Though Abraham believed he must sacrifice Isaac despite waiting decades for the fulfillment of the unattainable promise God gave him, God revealed to Him that He is not like that. He doesn’t require such sacrifice.

He is a God who cares for His us and desires relationship with with us. He is not a God who forces Himself on us. He is a God who reveals Himself to those who are hear his voice and are willing to trust Him.

God did that by allowing Abraham to walk right up to the edge of doing what he felt compelled to do in order to show Abraham that God provides another way. The demonstration of this proof, for Abraham, was all the more compelling for having walked through this demonstration personally.
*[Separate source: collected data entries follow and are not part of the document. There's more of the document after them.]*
PR #2511, opened 2021-12-14
feat: Added a volume heartbeat graph to grafana dashboard

ErikCoder07:
In the current dashboard there is no way to know the status of
volume servers, as prometheus only accepts push information, if
any server volume goes offline, the last information sent will
be read continuously by grafana.

Added a graph that calculates the delta between the information
of the last push timestamp with the timestamp of 15 seconds ago,
if the timestamp has not been changed, server state will be 0,
if volume server sent any information the server state will be 1.

-This graph will have to be modified if the time interval of pushs
is modified, a suggestion for improvement is to send the interval
in seconds along with the metrics.

-Only local tests were run, maybe if the latency between pushgateway
and volume server is too high, the delta calculation could be
affected

grafana_heartbeat_example
.

### DIFF
--- a/README.md
+++ b/README.md
@@ -501,7 +501,7 @@ git clone https://github.com/chrislusf/seaweedfs.git
 Step 3: download, compile, and install the project by executing the following command
 
 ```bash
-make install
+cd seaweedfs/weed && make install
 ```
 
 Once this is done, you will find the executable "weed" in your `$GOPATH/bin` directory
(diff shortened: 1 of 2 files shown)


chrislusf:
Nice. Could this be merged with existing dashboards?

ErikCoder07:
Yes, I used the "seaweedfs/k8s/helm_charts2/dashboards/seaweedfs-grafana-dashboard.json" as a base, just added the graph in the volume server information. I created a new file because as I mentioned in the commit, it may be that in a situation of use that takes a little more than 15 seconds to push the metrics, in this case the delta calculation may not work, in the print I sent the volumes are in the same environment than the master, if everything is ok even with external volume servers it can be merged!

chrislusf:
thanks and merged. I adjusted the file name to be consistent. Could you please add a README.md file there also?

PR #2515, opened 2021-12-16
Added Cache-Control header

Dando-Real-ITA:
Tuned for HLS streams


chrislusf:
this looks good. but the parameters would likely need customization and this feature is better handled in nginx.

PR #2530, opened 2021-12-22
filer server: allow upload file to specific dataNode

banjiaojuhao:
"dataNode" parameter is not supported in upload files to Filer now: [Filer server POST/PUT/GET files](https://github.com/chrislusf/seaweedfs/wiki/Filer-Server-API#postputget-files)
This PR adds support of action like: `curl -F file=@report.js "http://localhost:8888/javascript/?dataNode=node1"`


chrislusf:
could you also adjust the related wiki page?

banjiaojuhao:
> could you also adjust the related wiki page?

updated

PR #2536, opened 2021-12-26
redis2 filer store: use lua script for atomicity

banjiaojuhao:
> ### [Atomicity of scripts](https://redis.io/commands/eval#atomicity-of-scripts)
>Redis uses the same Lua interpreter to run all the commands. Also Redis guarantees that **a script is executed in an atomic way**: no other script or Redis command will be executed while a script is being executed. This semantic is similar to the one of MULTI / EXEC. From the point of view of all the other clients the effects of a script are either still not visible or already completed.
However this also means that executing slow scripts is not a good idea. It is not hard to create fast scripts, as the script overhead is very low, but if you are going to use slow scripts you should be aware that while the script is running no other client can execute commands.

### DIFF
--- a/weed/filer/redis2/universal_redis_store.go
+++ b/weed/filer/redis2/universal_redis_store.go
@@ -21,11 +21,22 @@ const (
 type UniversalRedis2Store struct {
 	Client                  redis.UniversalClient
 	superLargeDirectoryHash map[string]bool
+	supportLuaScript        bool
 }
 
 func (store *UniversalRedis2Store) isSuperLargeDirectory(dir string) (isSuperLargeDirectory bool) {
 	_, isSuperLargeDirectory = store.superLargeDirectoryHash[dir]
 	return
+}
+
+func (store *UniversalRedis2Store) detectSupportLuaScript(ctx context.Context) bool {
+	result, err := redis.NewScript("return 'hello world'").Run(ctx, store.Client, nil).Result()
+	store.supportLuaScript = err == nil && result == "hello world"
+	return store.supportLuaScript
+}
+
+func (store *UniversalRedis2Store) isSupportLuaScript() bool {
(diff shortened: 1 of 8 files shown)


chrislusf:
The redis2 is used by many Redis API compatible key-value stores, which usually do not support Lua.

This change would reduce the compatibility. How about moving it to a different "redis_lua" version, or adding an option to toggle this feature?

banjiaojuhao:
codes are added to detect lua script support

weed/filer/redis2/universal_redis_store.go
```diff
@@ -20,13 +21,24 @@ const (
...
 }
 
 func (store *UniversalRedis2Store) isSuperLargeDirectory(dir string) (isSuperLargeDirectory bool) {
 	_, isSuperLargeDirectory = store.superLargeDirectoryHash[dir]
 	return
 }
 
+func (store *UniversalRedis2Store) detectSupportLuaScript(ctx context.Context) bool {
+	result, err := redis.NewScript("return 'hello world'").Run(ctx, store.Client, nil).Result()
+	store.supportLuaScript = err == nil && result == "hello world"
```
chrislusf, line 34: Add a log here.

chrislusf:
thanks! I think this `isSupportLuaScript()` works. However, the lua script logic and the Go logic are mixed together with "if/else". The lua logic needs to always be 100% consistent with Go logic. This is not easy to test or refactor.

Please change to `redis2_lua`. In the future, you can even add transactional support there.
Or the current `redis2` can switch to pipeline to achieve the same goal.

chrislusf:
One additional benefit of this PR is to reduce one network trip to Redis server, which can improve performance quite a bit.

I would like this to be a separate Redis filer store implementation so that all Redis and variants with Lua support can use this.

Whether God told him to do it, or not, God did not change. Abraham was the one who changed in his understanding of who God is. God was taking Abraham through the thought process he knew in the culture with which he was intimately familiar to reveal to Abraham something that Abraham was sensing, but did not fully understand.

As Abraham and Isaac worked their way up Mount Moriah with the wood for the sacrifice to be made on that high place – which is where such sacrifices were made – Isaac asked where the sacrificial lamb was. Abraham’s response was, “God will provide”. He sensed it, but he didn’t fully understand it.

Abraham had to carry through with what he thought was required of him by his limited understanding to learn that God provides. Abraham had to do this to learn that God is not One who needs to be appeased, to learn that God provides the means by which we can attain relationship with Him, to learn that we can trust God with the things most dear to us.

So profound and life changing was the lesson that Abraham learned that his descendants perceived God diametrically different than those from whom Abraham descended. The paradigm shift was so great that we, today, find the story (itself) so distasteful (to think that God might have asked Abraham to do it) that we recoil in horror at the thought.

It’s ironic that we find it so difficult to make sense of the story that we think God actually intended Abraham to do what we find (now) so unthinkable. Yet, we think nothing of the child sacrifice we practice today – not in subservience to gods (or God) who we think we must appease, but in subservience to our own ends.

God is not the one who flip flops. We are the ones who change.

I cannot begin to get into what has changed between the Old Testament to the New Testament, but I will say this in closing: God has not changed. I believe He has been revealing Himself little by little and unfolding His plan through all the generations of people from the beginning, and His plans are progressing to a conclusion that He has intended from the beginning.

He is the one who sees the end from the beginning. (Ecclesiastes 3:11) We do not have the perspective in our finitude to see what God sees. We often find greater understanding in retrospect, but our understanding will always be incomplete. Now, we only see “as in a mirror dimly” (or “through a glass darkly”), but someday “we shall see face to face; how, we know only in part; but then we shall know fully, even as we are fully known! (1 Corinthians 13:12)

One thought on “Does God Flip Flop? Abraham, Isaac, and Us

  1. I like hearing stories about how people come to their faith and increase their knowledge of the Lord. Over time, our understanding increases bit by bit as the cry of our heart is that we want to know him. I enjoyed your post. Thank you.